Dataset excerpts
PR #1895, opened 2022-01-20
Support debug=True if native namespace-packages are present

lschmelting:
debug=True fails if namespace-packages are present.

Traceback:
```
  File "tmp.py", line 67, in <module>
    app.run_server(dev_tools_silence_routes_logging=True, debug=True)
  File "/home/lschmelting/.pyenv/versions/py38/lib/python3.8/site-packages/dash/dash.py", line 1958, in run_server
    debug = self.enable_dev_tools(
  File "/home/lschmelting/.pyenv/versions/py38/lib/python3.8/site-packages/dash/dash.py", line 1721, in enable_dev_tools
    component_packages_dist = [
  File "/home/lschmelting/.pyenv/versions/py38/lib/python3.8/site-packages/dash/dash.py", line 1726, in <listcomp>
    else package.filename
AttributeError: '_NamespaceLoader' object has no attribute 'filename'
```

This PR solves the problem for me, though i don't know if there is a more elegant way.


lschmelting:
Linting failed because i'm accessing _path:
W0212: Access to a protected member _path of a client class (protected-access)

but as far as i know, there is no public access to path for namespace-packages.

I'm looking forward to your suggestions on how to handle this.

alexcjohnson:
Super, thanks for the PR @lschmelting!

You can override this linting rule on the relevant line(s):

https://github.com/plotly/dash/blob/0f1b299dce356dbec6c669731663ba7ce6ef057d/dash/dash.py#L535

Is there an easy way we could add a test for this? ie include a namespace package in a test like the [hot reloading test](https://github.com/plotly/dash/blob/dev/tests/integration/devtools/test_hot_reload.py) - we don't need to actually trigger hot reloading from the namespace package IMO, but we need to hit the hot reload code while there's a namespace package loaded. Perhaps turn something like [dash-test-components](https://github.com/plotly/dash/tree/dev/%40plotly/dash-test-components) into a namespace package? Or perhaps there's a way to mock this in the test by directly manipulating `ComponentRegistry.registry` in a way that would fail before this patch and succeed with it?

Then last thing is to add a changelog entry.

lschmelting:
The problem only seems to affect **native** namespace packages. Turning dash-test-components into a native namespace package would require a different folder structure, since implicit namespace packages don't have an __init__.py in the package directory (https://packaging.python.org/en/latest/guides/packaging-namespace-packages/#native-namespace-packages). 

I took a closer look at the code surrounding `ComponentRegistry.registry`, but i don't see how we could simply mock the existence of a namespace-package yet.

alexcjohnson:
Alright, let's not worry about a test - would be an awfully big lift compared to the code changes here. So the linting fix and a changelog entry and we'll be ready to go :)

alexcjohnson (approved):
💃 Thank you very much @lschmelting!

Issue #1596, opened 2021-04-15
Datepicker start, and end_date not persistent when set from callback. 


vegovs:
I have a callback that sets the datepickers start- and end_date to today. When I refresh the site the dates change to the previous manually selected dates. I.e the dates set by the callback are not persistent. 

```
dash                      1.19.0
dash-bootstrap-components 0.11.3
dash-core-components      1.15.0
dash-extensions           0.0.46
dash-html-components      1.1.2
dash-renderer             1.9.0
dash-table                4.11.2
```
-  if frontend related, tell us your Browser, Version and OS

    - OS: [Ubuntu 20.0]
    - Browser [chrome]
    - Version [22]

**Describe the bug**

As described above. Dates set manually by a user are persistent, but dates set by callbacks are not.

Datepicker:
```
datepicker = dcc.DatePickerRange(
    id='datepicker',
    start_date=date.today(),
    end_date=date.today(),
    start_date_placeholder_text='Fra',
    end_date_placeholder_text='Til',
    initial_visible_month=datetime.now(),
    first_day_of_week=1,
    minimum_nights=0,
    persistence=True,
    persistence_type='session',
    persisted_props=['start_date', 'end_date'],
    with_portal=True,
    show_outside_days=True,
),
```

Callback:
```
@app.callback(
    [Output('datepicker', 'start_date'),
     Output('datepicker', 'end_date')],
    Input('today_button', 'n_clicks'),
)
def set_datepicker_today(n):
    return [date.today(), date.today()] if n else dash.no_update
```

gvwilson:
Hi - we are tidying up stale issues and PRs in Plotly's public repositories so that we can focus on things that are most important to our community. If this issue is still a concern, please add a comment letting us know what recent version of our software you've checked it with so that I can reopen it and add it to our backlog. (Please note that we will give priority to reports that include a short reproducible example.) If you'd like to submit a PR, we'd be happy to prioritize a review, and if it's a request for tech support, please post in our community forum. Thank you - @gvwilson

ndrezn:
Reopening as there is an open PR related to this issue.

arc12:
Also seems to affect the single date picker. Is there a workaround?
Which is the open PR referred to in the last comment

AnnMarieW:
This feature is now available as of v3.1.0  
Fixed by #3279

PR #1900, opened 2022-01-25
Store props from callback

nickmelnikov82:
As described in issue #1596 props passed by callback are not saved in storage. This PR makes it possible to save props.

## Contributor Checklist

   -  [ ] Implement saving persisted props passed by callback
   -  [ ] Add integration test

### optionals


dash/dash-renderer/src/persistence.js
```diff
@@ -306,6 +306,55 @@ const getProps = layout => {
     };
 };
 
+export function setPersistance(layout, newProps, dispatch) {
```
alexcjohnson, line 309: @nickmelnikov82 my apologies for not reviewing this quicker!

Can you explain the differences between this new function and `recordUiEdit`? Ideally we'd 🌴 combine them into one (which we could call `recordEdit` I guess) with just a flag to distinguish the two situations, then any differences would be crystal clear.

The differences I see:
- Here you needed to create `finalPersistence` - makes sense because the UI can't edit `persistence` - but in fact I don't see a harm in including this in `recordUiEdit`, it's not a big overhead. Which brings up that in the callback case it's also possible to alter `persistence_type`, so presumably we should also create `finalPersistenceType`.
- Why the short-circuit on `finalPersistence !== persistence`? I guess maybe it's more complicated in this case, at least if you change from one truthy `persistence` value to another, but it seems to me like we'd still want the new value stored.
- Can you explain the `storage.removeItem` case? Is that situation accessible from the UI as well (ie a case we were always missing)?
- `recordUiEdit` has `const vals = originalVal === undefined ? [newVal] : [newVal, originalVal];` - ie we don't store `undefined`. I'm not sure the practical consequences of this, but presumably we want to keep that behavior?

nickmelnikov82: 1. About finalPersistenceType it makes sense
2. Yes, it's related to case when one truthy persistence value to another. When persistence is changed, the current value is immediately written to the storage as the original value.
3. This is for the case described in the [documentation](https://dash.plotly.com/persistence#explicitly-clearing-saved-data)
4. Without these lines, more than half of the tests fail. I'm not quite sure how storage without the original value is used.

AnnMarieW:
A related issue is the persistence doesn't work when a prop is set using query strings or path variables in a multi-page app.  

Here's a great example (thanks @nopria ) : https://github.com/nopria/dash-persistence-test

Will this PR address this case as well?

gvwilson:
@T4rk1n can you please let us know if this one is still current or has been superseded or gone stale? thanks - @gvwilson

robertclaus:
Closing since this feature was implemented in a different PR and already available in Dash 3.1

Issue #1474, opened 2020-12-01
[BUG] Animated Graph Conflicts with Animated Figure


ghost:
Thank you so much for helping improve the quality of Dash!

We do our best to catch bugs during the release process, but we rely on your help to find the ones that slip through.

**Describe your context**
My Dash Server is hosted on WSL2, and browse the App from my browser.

→ PROBLEM TO WORK ON
Nothing is to be left out: set down all the records again exactly.

→ OUTPUT
PR #1895, opened 2022-01-20
Support debug=True if native namespace-packages are present

lschmelting:
debug=True fails if namespace-packages are present.

Traceback:
```
  File "tmp.py", line 67, in <module>
    app.run_server(dev_tools_silence_routes_logging=True, debug=True)
  File "/home/lschmelting/.pyenv/versions/py38/lib/python3.8/site-packages/dash/dash.py", line 1958, in run_server
    debug = self.enable_dev_tools(
  File "/home/lschmelting/.pyenv/versions/py38/lib/python3.8/site-packages/dash/dash.py", line 1721, in enable_dev_tools
    component_packages_dist = [
  File "/home/lschmelting/.pyenv/versions/py38/lib/python3.8/site-packages/dash/dash.py", line 1726, in <listcomp>
    else package.filename
AttributeError: '_NamespaceLoader' object has no attribute 'filename'
```

This PR solves the problem for me, though i don't know if there is a more elegant way.


lschmelting:
Linting failed because i'm accessing _path:
W0212: Access to a protected member _path of a client class (protected-access)

but as far as i know, there is no public access to path for namespace-packages.

I'm looking forward to your suggestions on how to handle this.

alexcjohnson:
Super, thanks for the PR @lschmelting!

You can override this linting rule on the relevant line(s):

https://github.com/plotly/dash/blob/0f1b299dce356dbec6c669731663ba7ce6ef057d/dash/dash.py#L535

Is there an easy way we could add a test for this? ie include a namespace package in a test like the [hot reloading test](https://github.com/plotly/dash/blob/dev/tests/integration/devtools/test_hot_reload.py) - we don't need to actually trigger hot reloading from the namespace package IMO, but we need to hit the hot reload code while there's a namespace package loaded. Perhaps turn something like [dash-test-components](https://github.com/plotly/dash/tree/dev/%40plotly/dash-test-components) into a namespace package? Or perhaps there's a way to mock this in the test by directly manipulating `ComponentRegistry.registry` in a way that would fail before this patch and succeed with it?

Then last thing is to add a changelog entry.

lschmelting:
The problem only seems to affect **native** namespace packages. Turning dash-test-components into a native namespace package would require a different folder structure, since implicit namespace packages don't have an __init__.py in the package directory (https://packaging.python.org/en/latest/guides/packaging-namespace-packages/#native-namespace-packages). 

I took a closer look at the code surrounding `ComponentRegistry.registry`, but i don't see how we could simply mock the existence of a namespace-package yet.

alexcjohnson:
Alright, let's not worry about a test - would be an awfully big lift compared to the code changes here. So the linting fix and a changelog entry and we'll be ready to go :)

alexcjohnson (approved):
💃 Thank you very much @lschmelting!

Issue #1596, opened 2021-04-15
Datepicker start, and end_date not persistent when set from callback. 


vegovs:
I have a callback that sets the datepickers start- and end_date to today. When I refresh the site the dates change to the previous manually selected dates. I.e the dates set by the callback are not persistent. 

```
dash                      1.19.0
dash-bootstrap-components 0.11.3
dash-core-components      1.15.0
dash-extensions           0.0.46
dash-html-components      1.1.2
dash-renderer             1.9.0
dash-table                4.11.2
```
-  if frontend related, tell us your Browser, Version and OS

    - OS: [Ubuntu 20.0]
    - Browser [chrome]
    - Version [22]

**Describe the bug**

As described above. Dates set manually by a user are persistent, but dates set by callbacks are not.

Datepicker:
```
datepicker = dcc.DatePickerRange(
    id='datepicker',
    start_date=date.today(),
    end_date=date.today(),
    start_date_placeholder_text='Fra',
    end_date_placeholder_text='Til',
    initial_visible_month=datetime.now(),
    first_day_of_week=1,
    minimum_nights=0,
    persistence=True,
    persistence_type='session',
    persisted_props=['start_date', 'end_date'],
    with_portal=True,
    show_outside_days=True,
),
```

Callback:
```
@app.callback(
    [Output('datepicker', 'start_date'),
     Output('datepicker', 'end_date')],
    Input('today_button', 'n_clicks'),
)
def set_datepicker_today(n):
    return [date.today(), date.today()] if n else dash.no_update
```

gvwilson:
Hi - we are tidying up stale issues and PRs in Plotly's public repositories so that we can focus on things that are most important to our community. If this issue is still a concern, please add a comment letting us know what recent version of our software you've checked it with so that I can reopen it and add it to our backlog. (Please note that we will give priority to reports that include a short reproducible example.) If you'd like to submit a PR, we'd be happy to prioritize a review, and if it's a request for tech support, please post in our community forum. Thank you - @gvwilson

ndrezn:
Reopening as there is an open PR related to this issue.

arc12:
Also seems to affect the single date picker. Is there a workaround?
Which is the open PR referred to in the last comment

AnnMarieW:
This feature is now available as of v3.1.0  
Fixed by #3279

PR #1900, opened 2022-01-25
Store props from callback

nickmelnikov82:
As described in issue #1596 props passed by callback are not saved in storage. This PR makes it possible to save props.

## Contributor Checklist

   -  [ ] Implement saving persisted props passed by callback
   -  [ ] Add integration test

### optionals


dash/dash-renderer/src/persistence.js
```diff
@@ -306,6 +306,55 @@ const getProps = layout => {
     };
 };
 
+export function setPersistance(layout, newProps, dispatch) {
```
alexcjohnson, line 309: @nickmelnikov82 my apologies for not reviewing this quicker!

Can you explain the differences between this new function and `recordUiEdit`? Ideally we'd 🌴 combine them into one (which we could call `recordEdit` I guess) with just a flag to distinguish the two situations, then any differences would be crystal clear.

The differences I see:
- Here you needed to create `finalPersistence` - makes sense because the UI can't edit `persistence` - but in fact I don't see a harm in including this in `recordUiEdit`, it's not a big overhead. Which brings up that in the callback case it's also possible to alter `persistence_type`, so presumably we should also create `finalPersistenceType`.
- Why the short-circuit on `finalPersistence !== persistence`? I guess maybe it's more complicated in this case, at least if you change from one truthy `persistence` value to another, but it seems to me like we'd still want the new value stored.
- Can you explain the `storage.removeItem` case? Is that situation accessible from the UI as well (ie a case we were always missing)?
- `recordUiEdit` has `const vals = originalVal === undefined ? [newVal] : [newVal, originalVal];` - ie we don't store `undefined`. I'm not sure the practical consequences of this, but presumably we want to keep that behavior?

nickmelnikov82: 1. About finalPersistenceType it makes sense
2. Yes, it's related to case when one truthy persistence value to another. When persistence is changed, the current value is immediately written to the storage as the original value.
3. This is for the case described in the [documentation](https://dash.plotly.com/persistence#explicitly-clearing-saved-data)
4. Without these lines, more than half of the tests fail. I'm not quite sure how storage without the original value is used.

AnnMarieW:
A related issue is the persistence doesn't work when a prop is set using query strings or path variables in a multi-page app.  

Here's a great example (thanks @nopria ) : https://github.com/nopria/dash-persistence-test

Will this PR address this case as well?

gvwilson:
@T4rk1n can you please let us know if this one is still current or has been superseded or gone stale? thanks - @gvwilson

robertclaus:
Closing since this feature was implemented in a different PR and already available in Dash 3.1

Issue #1474, opened 2020-12-01
[BUG] Animated Graph Conflicts with Animated Figure


ghost:
Thank you so much for helping improve the quality of Dash!

We do our best to catch bugs during the release process, but we rely on your help to find the ones that slip through.

**Describe your context**
My Dash Server is hosted on WSL2, and browse the App from my browser.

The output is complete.